Drought prediction: Insights from the fusion of LSTM and multi-source factors

Sci Total Environ. 2023 Dec 1:902:166361. doi: 10.1016/j.scitotenv.2023.166361. Epub 2023 Aug 16.

Abstract

In the context of current global climate change, accurate drought prediction is crucial for water resources management and agricultural production. Although traditional drought forecasting methods largely rely on historical climatic data, these methods cannot fully consider the long-term effects of factors, such as climate change, and the evaluation of prediction results is limited. Therefore, this study proposed a drought prediction and evaluation framework based on Long Short-Term Memory (LSTM), integrating multi-source factors to significantly enhance the accuracy and reliability of drought prediction models. This framework applied two distinct forecasting schemes. The first scheme utilized ten diverse factors, including precipitation, evaporation, bare soil percentage area coverage, percentage crop cover, leaf area index, runoff, surface runoff, soil moisture, temperature, and total vegetated percentage cover, to predict future precipitation and evaporation, which was then used to calculate the Standardized Precipitation-Evaporation Index (SPEI) to evaluate drought characteristics. The second scheme directly used these ten factors and historical SPEI to predict future SPEI, further assessing future drought characteristics. By comparing the drought prediction results of the two schemes in terms of data statistics, drought characteristics, and spatial patterns, it was found that the LSTM model significantly improved accuracy when handling high-dimensional complex data and predicting key factors such as precipitation, evaporation, temperature, and soil moisture.
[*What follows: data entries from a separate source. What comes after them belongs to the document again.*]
PR #135, opened 2023-07-20
Make install/update exclusiveness obvious with mode switch

okurz:


main.pm
```diff
@@ -64,10 +64,10 @@ sub load_shutdown() {
 }
 
 # load tests in the right order
-if (get_var('UPDATE')) {
+if (check_var('MODE', 'update') or get_var('UPDATE')) {
```
Martchus, line 67: Looks like "update" is supposed to be the default. So I guess this should be:
```suggestion
if (check_var('MODE', 'update') || check_var('MODE', '')) {
```
I'd also prefer `||` in conditionals (and only use `or` for command-chaining).

main.pm
```diff
@@ -64,10 +64,10 @@ sub load_shutdown() {
...
     load_update_tests();
 }
-elsif (get_var('INSTALL')) {
+elsif (check_var('MODE', 'install') or get_var('INSTALL')) {
```
Martchus, line 70:
```suggestion
elsif (check_var('MODE', 'install') || get_var('INSTALL')) {
```

main.pm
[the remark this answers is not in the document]
okurz: What do you mean? The test variable is set from an outer scope, this is where it's used

okurz: I think you are confusing the use of the second argument of `check_var` here? `check_var('MODE', 'update')` returns true if MODE is set to "update". The backward-alternative evaluation is `get_var('UPDATE')` that evaluates to true if UPDATE is set to a truthy value.

main.pm
okurz: done

perlpunk (approved):

main.pm
Martchus: I was thinking about the case when none of the variables is set and wrote my suggestion so that in this case the update-path is executed. I guess executing none of the special paths is fine as well.

Martchus (approved):

PR #136, opened 2023-07-25
Update ci to retry failing jobs

asdil12:
Ticket: https://progress.opensuse.org/issues/106922


okurz (changes requested):
I doubt that `OPENQA_CLI_RETRIES` will retrigger jobs, it will retry requests, like when a server is not reachable

kalikiana:
As discussed this is not addressing the issue we wanted to deal with

PR #138, opened 2023-07-25
Simplify osautoinst/worker not needing to wait for desktop

okurz:


okurz:
ok, now it's getting ugly. In the worker we called `wait_for_desktop` which is now preventing race conditions with https://github.com/os-autoinst/os-autoinst-distri-openQA/commit/09f85354d36b3d0fa592a3daeba12a6adfd744e4 but after I removed that here now the dashboard module calls instead `ensure_unlocked_desktop` which effectively tries to handle the same but differently.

The first scheme was more accurate when predicting severe and extreme droughts, whereas the second scheme was more sensitive to predicting moderate and mild droughts and exhibited higher stability and regularity in predicting the spatial variability of drought. In summary, LSTM has made significant improvements in the accuracy, stability, and reliability of drought prediction, providing stronger support for practical applications, such as agriculture and water resources management, and offering a new research tool for further climate change research.

Keywords: CMIP6; Dongjiang basin; Drought prediction; LSTM; Multi-source factors.